Details of the treaty were fleshed out and then signed by all member states in March, except the UK and the Czech Republic.
Negotiations are currently underway on the EU’s multi-financial framework budget for the period 2014 to 2020. Some 80 percent of the budget goes to member states and covers everything from farm subsidies to research.
The European Commission proposed to increase the budget to a total of €1,033 billion. The European Parliament backs the commission’s budget line, but member states say it is too much, with the UK among those calling for a €100 billion cut.
All 27 member states need to approve the budget, but Cameron says they must first agree to a “proper control” of spending. He threatened to veto any “massive increase."
Two EU budgets
The prime minister also spoke of introducing a separate budget for the 17 member states using the euro.
“There will come a time I believe where you're going to need to have two European budgets - one for the single currency, because they're going to have to support each other much more, and perhaps a wider budget for everybody else,” he told the BBC.

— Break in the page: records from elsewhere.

PR #1410, opened 2023-06-08
Document and test auto-snapshotting

### LINKED ISSUE #1249: Add tests for automatic snapshots
As described in https://github.com/rstudio/renv/blob/feature/project-rationalize/inst/config.yml#L20-L26.

hadley:
Fixes #1249

### DIFF
--- a/R/snapshot-auto.R
+++ b/R/snapshot-auto.R
@@ -11,14 +11,19 @@ renv_snapshot_auto <- function(project) {
   `_renv_snapshot_running` <<- TRUE
   defer(`_renv_snapshot_running` <<- FALSE)
 
+  lockfile <- renv_lockfile_path(project = project)
+  old <- file.info(lockfile)$mtime
+
   # passed pre-flight checks; snapshot the library
   # validation messages can be noisy; turn off for auto snapshot
   status <- catch(renv_snapshot_auto_impl(project))
   if (inherits(status, "error"))
     return(FALSE)
 
-  lockfile <- renv_lockfile_path(project = project)
-  writef("* Automatic snapshot has updated '%s'.", renv_path_aliased(lockfile))
+  new <- file.info(lockfile)$mtime
+  if (old != new)
+    writef("* Automatic snapshot has updated '%s'.", renv_path_aliased(lockfile))
+
   TRUE
 
 }
@@ -36,7 +41,7 @@ renv_snapshot_auto_impl <- function(project) {
 
 }
 
-renv_snapshot_auto_enabled <- function(project) {
+renv_snapshot_auto_enabled <- function(project = renv_project_get()) {
 
   # don't auto-snapshot if disabled by user
   enabled <- config$auto.snapshot()
@@ -44,7 +49,7 @@ renv_snapshot_auto_enabled <- function(project) {
     return(FALSE)
 
   # only automatically snapshot the current project
-  if (renv_project_loaded(project))
+  if (!renv_project_loaded(project))
     return(FALSE)
 
   # don't auto-snapshot if the project hasn't been initialized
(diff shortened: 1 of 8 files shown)


R/snapshot-auto.R
```diff
@@ -11,14 +11,19 @@ renv_snapshot_auto <- function(project) {
...
   # passed pre-flight checks; snapshot the library
   # validation messages can be noisy; turn off for auto snapshot
   status <- catch(renv_snapshot_auto_impl(project))
   if (inherits(status, "error"))
     return(FALSE)
 
-  lockfile <- renv_lockfile_path(project = project)
-  writef("* Automatic snapshot has updated '%s'.", renv_path_aliased(lockfile))
+  new <- file.info(lockfile)$mtime
+  if (old != new)
```
hadley, line 24: Only message if the snapshot has actually changed.

R/snapshot-auto.R
```diff
@@ -36,15 +41,15 @@ renv_snapshot_auto_impl <- function(project) {
...
+renv_snapshot_auto_enabled <- function(project = renv_project_get()) {
 
   # don't auto-snapshot if disabled by user
   enabled <- config$auto.snapshot()
   if (!enabled)
     return(FALSE)
 
   # only automatically snapshot the current project
-  if (renv_project_loaded(project))
+  if (!renv_project_loaded(project))
```
hadley, line 52: Ooops

R/snapshot-auto.R
```diff
@@ -64,18 +69,14 @@ renv_snapshot_auto_enabled <- function(project) {
...
 
-renv_snapshot_auto_update <- function(project) {
+renv_snapshot_auto_update <- function(project = renv_project_get() ) {
 
   # check for enabled
   if (!renv_snapshot_auto_enabled(project = project))
     return(FALSE)
 
-  # get path to project library
-  libpath <- renv_paths_library(project = project)
```
hadley, line 74: `renv_snapshot_auto_enabled()` already checks that a library exists

tests/testthat/helper-setup.R
```diff
@@ -12,6 +12,9 @@ renv_tests_setup <- function(envir = parent.frame()) {
   if (!once())
     return()
 
+  # remove automatic tasks so we can capture explicitly in tests
+  renv_task_unload()
```
hadley, line 16: I think this is the right principle; otherwise running the tests interactively and non-interactively behaves differently. It does mean you need to remember `renv_snapshot_task()` manually, but I don't see a way around that.

R/snapshot-auto.R
kevinushey: `renv_snapshot_auto_update()` also gets called in `renv_snapshot_task()`, which doesn't perform that validation, though, so we could run into an unexpected error if someone deleted the `renv/library` folder with automatic snapshots enabled.

R/snapshot-auto.R
kevinushey: 🙈 🙉

R/snapshot-auto.R
```diff
@@ -64,18 +69,14 @@ renv_snapshot_auto_enabled <- function(project) {
 
 }
 
-renv_snapshot_auto_update <- function(project) {
+renv_snapshot_auto_update <- function(project = renv_project_get() ) {
```
kevinushey, line 72: Would it be worth having this function return a boolean value indicating if the lockfile was updated / changed? (basically thinking of if we should move the `old != new` check a bit further inside the call stack)

kevinushey (approved):

R/snapshot-auto.R
hadley: Oh, I'll delete the duplicated code the other way then.

R/snapshot-auto.R
hadley: I made `renv_snapshot_auto_impl()` return the logical; I think that's what you were thinking.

European Council chief Herman Van Rompuy initially circulated the proposal in September and said it would entail, among other things, “a central budget whose role and functions would need to be defined."
The idea is gaining momentum among the Germans and the French.
French finance minister Pierre Moscovici has already suggested that such a budget could be used to address unemployment problems.
The Financial Times Deutschland on Monday reported that a eurozone budget would require around €20 billion.
The paper, without citing sources, said “a euro zone budget of around €20 billion would mean extra costs of around 0.2 percent of eurozone GDP.”
The paper noted that Germany would be liable “for just under €6 billion a year."